Who better to tell us about how to break big, compelling news than the grand inquisitor himself, Seymour Hersh? The dean of investigative reporting, and current New Yorker contributor who won a National Magazine Award this year, has been doing quality work all the way back to his Pulitzer Prize-winning days of reporting those deaths at My Lai in 1969.

So, we ventured to his address at the national American Civil Liberties Union conference in San Francisco and came away with a definite hint that more is to come on his latest big story regarding prison torture by American soldiers. We think.
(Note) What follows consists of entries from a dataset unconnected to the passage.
PR #38, opened 2017-02-28
Add option to permit experimenting with HDF5 "DISKLESS" mode

gsjaardema:
We have a couple projects in which we are experimenting with using the "DISKLESS" hdf5 mode.  This is described at https://support.hdfgroup.org/HDF5/doc/RM/H5P/H5Pset_fapl_core.htm.  The addition of the three lines in this pull request lets us test the viability of this capability with minimal changes to the CGNS library.

An application would specify this mode by adding `extern char hdf5_access[64];` to the application and then doing something like:

```
int old_type = cgns_filetype;
strcpy(hdf5_access,"DISKLESS");    
int ierr = cg_set_file_type(CG_FILE_HDF5);
ierr = cg_open(get_filename().c_str(), mode, &cgnsFilePtr);
strcpy(hdf5_access,"NATIVE");
cgns_filetype = old_type;
```

This mirrors somewhat the code in `cgp_open()` 

If this looks like a capability that would be generally useful to other users of the library, then this capability could be added to a new API function, but for now the minimal change here would be all that is needed.  I understand that there may be some hesitation at putting this in; if so, then we can probably handle it by creating an external copy of the ADFH_Database_Open function, but that would be much more work...

Thanks for any consideration or feedback on this suggested change; perhaps there is a better way to accomplish what we are trying to do.


brtnfld:
gcc -g -g -O2   -I.  -DBUILD_HDF5 -Iadfh -I/home/travis/hdf5/include  -o lib/ADFH.o -c adfh/ADFH.c

adfh/ADFH.c: In function ‘ADFH_Database_Open’:

adfh/ADFH.c:2153:44: error: ‘true’ undeclared (first use in this function)

adfh/ADFH.c:2153:44: note: each undeclared identifier is reported only once for each function it appears in

make: *** [lib/ADFH.o] Error 1

brtnfld:
I've added the DISKLESS option to CGNS-220 to investigate creating all the CGNS metadata DISKLESS, and then opening the file in parallel for the raw writes.

brtnfld:
Created issue to track:

CGNS-239
Add diskless option for creating a CGNS file

PR #39, opened 2017-03-01
Add cmake support for memory debugging; fix memory debug routines

gsjaardema:
This PR permits the control of the memory debugging capability via cmake.  To enable, define CGNS_ENABLE_MEM_DEBUG=ON.

The address storing in cg_malloc did not seem to work correctly; perhaps an issue with sequence points, so separated the `*data++ = (size_t)(data + 1);` into two lines: `*data = (size_t)(data + 1);` and `data++;`

Slight modification to the memory debug output:
* Added "CGNS MEM_DEBUG" prefix to the output lines in cg_open and cg_close.
* Added output of the number of alloc and free calls.


gsjaardema:
Thanks,

PR #45, opened 2017-08-25
_stat32i64 is msvc-specific

jschueller:


mennodeij:
It was already inside a #ifdef _WIN32 statement, but I guess that is too general? 
I added the #define stat _stat32i64 to enable the loading of large files on Windows. Make sure to test that for your situation.

jschueller:
yeah, but that's only relevant to the msvc compiler, not for mingw

jschueller:
is it ok to merge ? or ... ?

mennodeij:
As far as I'm concerned yes.

jschueller:
cc @brtnfld

PR #46, opened 2017-10-04
Specify STATIC when adding cgns_static lib

jschueller:
Or else it is sensitive to BUILD_SHARED_LIBS cmake var


jschueller:
ping

jschueller:
ping @brtnfld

In his rather scattered approach to public speaking (how does he get those lengthy pieces down on paper?), Hersh jumped around from disgruntled generals in the Defense Department to him breaking the Abu Ghraib prison torture story, when he dropped this bomb on the crowd: “Um, I thought about this. Maybe I shouldn’t. You know those notes that the women got out of the prison? The ones that said, ‘Please kill me’? Maybe it was because their sons were getting sodomized in there.”

Whoa. People in the crowd looked at each other, as in “Did you just hear that, too?” Hersh went on to say the screams from the young men inside the prison were on the videotapes, some of which have not been seen, or heard, by the public. He added, “The administration knows this, and they’re hoping it doesn’t come out. It will.” Does this mean that the Arab world will be further inflamed by even more horrific, demeaning scenes of sexual abuse on the videos the Defense Department is holding? After stunning the audience, Hersh would only add that he has “to report it out.”

Another matter of discussion at the conference was the attempt to improve on the USA Patriot Act, or perhaps just rein it in, regarding the feds snooping through libraries and bookstores (see “Partisans over liberties”). Perhaps the administration should look into its own terrorism in Abu Ghraib first.